■ 少年の記憶──11(6DAY)
今日も雨が降っている。よく降る島だなと思う。
寒いのは嫌だから気温が下がるのは勘弁してほしーところだけど、雨が嫌いなわけじゃない。
「……いない、な」
今度は一緒に──…と思ったりしたのに、そんなときに限って見かけない。
雨なのにな。どこにいるんだろう。
ま、いいっか。
姿は見えずともココに居ることは確認できているんだから。
──▚▜が消えて、オレはまた一人になってしまった。
でも、さびしくはない。全然さびしくなんてなかったぞ。
ほんとほんと。嘘じゃないって。
将来イケメン確定のカッコいい男になるオレは孤独もあいせるからな!
なんてな。
大泣きしちゃったよな、オレ。笑っちゃうぜ。
けどそれを知ってるのは▛▚▘だけだ。
勝手に消えちまった▚▜は知らないだろうから内緒だ。教えてやんない。
……あ。でも"夢の中"で▚▜に会った時、『オレを泣かすんじゃねー!』と文句言った覚えがあるぞ。

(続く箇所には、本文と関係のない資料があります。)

PR #492, opened 2015-07-29
correct word spelling: presize->resize

creeperyang:


getify:
"presize" is the intended wording here. It's intended to suggest "pre-sizing", as in setting up the size of the array before filling it with contents.

PR #497, opened 2015-07-31
minor edits: verb agreement, temporal consistency

pelonpelon:
in line 445 it's difficult to see, but I've changed "**But, it used**" to "**But, it uses**"


getify:
Thanks

PR #505, opened 2015-08-06
join JSON array elements with commas

masak:
This comma is indeed never used (as that is the point of the example), but
the original intent was to (mistakenly) render a JSON string, and a JSON
string would join the values with a comma.

### DIFF
--- a/types & grammar/ch4.md
+++ b/types & grammar/ch4.md
@@ -166,7 +166,7 @@ var b = {
 	// probably incorrect!
 	toJSON: function(){
 		return "[" +
-			this.val.slice( 1 ).join() +
+			this.val.slice( 1 ).join(", ") +
 		"]";
 	}
 };


getify:
As [shown here](https://developer.mozilla.org/en-US/docs/Web/JavaScript/Reference/Global_Objects/Array/join), the default behavior of `join()` with no arguments is to assume `","` as the joiner.

> This comma is indeed never used (as that is the point of the example)

Actually, it *is* used, since the call is `this.val.slice(1)`, which would be the array `[2,3]`. That's why I set up the example that way. :)

masak:
Wow, live and learn. I had no idea about the `separator = ','` default. And indeed, I also misread where the stringification happens.

The book series keeps living up to the promise of its name. ☺ Closing pull request.

getify:
Cheers. :)

PR #508, opened 2015-08-07
fix two s/equitable/equatable/ typos

masak:
I think what happened here is that some over-eager spell-checker liked "equitable" better.
But "equitable" seems to mean "characterized by equity or fairness; just and right; fair;
reasonable", and "equatable" (as in "coming up as equal in an equality comparison") makes
a lot more sense here. A third "equatable" earlier in the first paragraph seems to support
this, too.


getify:
Thanks, great catch!

PR #517, opened 2015-08-23
Fix Typo

th11:


getify:
Hmm... @bmacdonald-oreilly @jtassia, what do you think here? Is this a miss from copyedit?

jtassia:
Oops... sorry I missed this, Kyle!

How about one of these options instead?

"...despite clearly allowing you to write asynchronous JS code..."

OR

"...despite clearly allowing asynchronous JS code..."

PR #522, opened 2015-08-26
Inconsistencies around setTimeout invocation

zackgao:


getify:
my standard style does not have a space before a closing ). if that happened somewhere, it's a minor formatting error. but i don't really see any need to tweak these as provided, since it's not according to the normal style throughout.

PR #218, opened 2020-01-13
neatvi: new package at 07

aaronNGi:
## Description of package

A small vi/ex editor for editing bidirectional UTF-8 text http://litcave.rudi.ir/

## Checklist


community/neatvi/build
```diff
@@ -0,0 +1,7 @@
+#!/bin/sh -e
+
+sed -i -e '/CFLAGS = /c\' -e 'CFLAGS += -Wall' Makefile
```
dylanaraps: Any reason for this line?

community/neatvi/build
```diff
@@ -0,0 +1,7 @@
...
+sed -i s/0600/0666/ ex.c
```
dylanaraps: Same goes for this one.

community/neatvi/build
```diff
@@ -0,0 +1,7 @@
...
+
+make
+install -Dm 755 -- vi "$1"/usr/bin/neatvi
```
dylanaraps: `--` can be removed.

community/neatvi/build
aaronNGi: It's overwriting the global CFLAGS otherwise, no?

community/neatvi/build
aaronNGi: `neatvi` creates files with mode 0600 by default, I don't like it being so strict. Do you want comments for things like this?

community/neatvi/build
dylanaraps: You are correct, though it's also adding `-Wall`?

Could this not be: `sed -i 's/CFLAGS =/CFLAGS +=/' Makefile`?

community/neatvi/build
dylanaraps: Omitting comments is fine so long as there's a written explanation *somewhere* (Comments on this PR for example). This addition may also be temporary if the developer changes it to `0666`.  :+1:

community/neatvi/build
aaronNGi: No, the original Makefile also sets `-O2`. Appending that to `CFLAGS` overwrites the users optimization level. My first idea was to simply remove that entire line but thought maybe it's better to retain warnings. Two substitutions, one to change `=` to `+=`, and one to remove `-O2` would have worked as well but I found this prettier.

community/neatvi/build
aaronNGi: Got it.

Also asked the author to make that change.

dylanaraps:
Thanks :+1:

PR #220, opened 2020-01-15
opendoas: new package at 6.6

ioraff:
## Description of package
Much simpler alternative to `sudo`. Compatibility provided in simultaneous PR to [kiss](https://github.com/kisslinux/kiss) and provided `doas.conf`.

## Checklist


community/opendoas/build
```diff
@@ -0,0 +1,13 @@
+#!/bin/sh -e
+
+printf "/chown \${BINOWN}:\${BINGRP}/d\n/chmod \${BINMODE}/d\nw\nq" |
+    ed bsd.prog.mk >/dev/null
```
dylanaraps: Rationale behind this?

community/opendoas/build
```diff
@@ -0,0 +1,13 @@
...
+
+./configure \
+    --enable-static \
+    --without-pam
```
dylanaraps: What functionality is lost when `pam` is disabled (if any)?

community/opendoas/files/doas.conf
```diff
@@ -0,0 +1,6 @@
+### Select one of the following. Deleting these may cause package installation
+### and removal to function unexpectedly
+
+permit setenv { KISS_FORCE } :wheel cmd kiss
+#permit persist setenv { KISS_FORCE } :wheel cmd kiss
+#permit nopass setenv { KISS_FORCE } :wheel cmd kiss
```
dylanaraps: Explanation of these three lines?

Also note: The package manager supports other environment variables such as `KISS_PATH`, `KISS_PID`, etc.

ioraff: permits kiss to be run as root if the user belongs to `wheel`, maintaining KISS_FORCE from the invoking user's environment. `persist` caches the privilege escalation for some indeterminate amount of time, and `nopass` allows it to be run without a password. I just commented these out in the same vein as e.g. /etc/sudoers.

Regarding environmental variables, `KISS_FORCE` seems to be the only one used when privileges are escalated (under installation and removal), hence KISS_FORCE="$KISS_FORCE" on lines 969 and 971, with the other environmental variables used only for unprivileged actions such building, etc., but please correct me if I'm wrong.

community/opendoas/build
ioraff: nothing that matters in a KISS system. `shadow` is still enabled by default.

community/opendoas/files/doas.conf
dylanaraps: :+1:

community/opendoas/build
ioraff: no real reason, pretty much just copied over from void, with execute-only permissions assigned in `post-install`.

community/opendoas/files/doas.conf
ioraff: I've just learned that `persist` requires an additional `configure` option due to it being an unstable feature on Linux, so I've removed that commented-out line

community/opendoas/build
dylanaraps: Would this work without the `post-install` or this `ed` call?

ioraff: yes

dylanaraps: So, they could both be removed?

ioraff: ... done

community/opendoas/files/doas.conf
```diff
@@ -0,0 +1,5 @@
+### Select one of the following. Deleting these may cause package installation
+### and removal to function unexpectedly
+
+permit setenv { KISS_FORCE } :wheel cmd kiss
+#permit nopass setenv { KISS_FORCE } :wheel cmd kiss
```
dylanaraps: No more `persist`?

ioraff: I've just learned that it's potentially dangerous on Linux as it requires a different implementation than OpenBSD

dylanaraps: Understood. :+1:

dylanaraps:
Thanks :+1:

PR #224, opened 2020-01-15
2bwm: new package at 0.3.0

icyphox:
## Description of package
A fast floating WM written in XCB, with the particularity of having 2 borders.

## Checklist


community/2bwm/version
```diff
@@ -0,0 +1 @@
+0.3.0 1
```
dylanaraps: Version should be `0.3`.

icyphox: Should be fine now.

dylanaraps:
:+1:

community/2bwm/version
dylanaraps: Thanks :)

PR #226, opened 2020-01-15
opendoas: fix checksum, build

ioraff:
so I was wrong about the edits (are required when building as non-root) and borked a checksum. apologies.


dylanaraps:
:+1:

PR #228, opened 2020-01-16
kakoune: update to version 2020.01.16

Jackojc:
## Checklist


dylanaraps:
:+1:

PR #231, opened 2020-01-17
improve emacs' gnutls settings

a-schaefers:
## Description of package
1. I have spent a lot of time trying to understand the current Emacs security situation, and to the best of my understanding, Emacs development teams favor gnutls to be the default tls, and all other implementations inside Emacs have now gone unmaintained (probably due to being non-gpl licensed), and coming up in Emacs 27 this will be the case even more so. I'm ensuring that our Emacs builds are building explicitly with gnutls support.

2. Improve startup times by ~1 second by decreasing garbage collection frequency to every 50 MB instead of the default 0.76MB (Emacs is optimized for very old computers by default) AND by toggling off package.el (can be turned back on by the user easily, no point in penalizing all Emacs users with a slow startup by having using package.el by always-on by default...) 

## Checklist

### DIFF
--- a/community/emacs/build
+++ b/community/emacs/build
@@ -9,17 +9,25 @@
     --without-dbus \
     --without-gconf \
     --without-gsettings \
-    --with-xpm=no
+    --with-xpm=no \
+    --with-gnutls=yes
 
 mkdir -p "$1/usr/share/emacs/site-lisp"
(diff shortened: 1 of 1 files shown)


dylanaraps:
Depends file needs to mention `gnutls`?

a-schaefers:
I believe it is already mentioned in this one case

自分でバラしちゃってるじゃねーか。しくったな。くっそ。
▚▜が居なくなって、一人になったと思ったけど、そうじゃなかったな。
▛▚▘が傍にいてくれたんだった。
オレと▚▜の事をを心配して気にかけてくれる優しい姉ちゃんだなって思ったけど……ねーちゃんじゃなかったな。
全然オレより年下だったのはびっくりだぜ。詐欺だろ。
そういやなんでなのか詳しくは知らないな。直接聞けなかったから。
▛▚▘も消えた。今度はオレの目の前で。
また一人になった。けど、大事なものをオレに遺してくれた。
だから大丈夫だ、さびしくはない。
オレは諦めない。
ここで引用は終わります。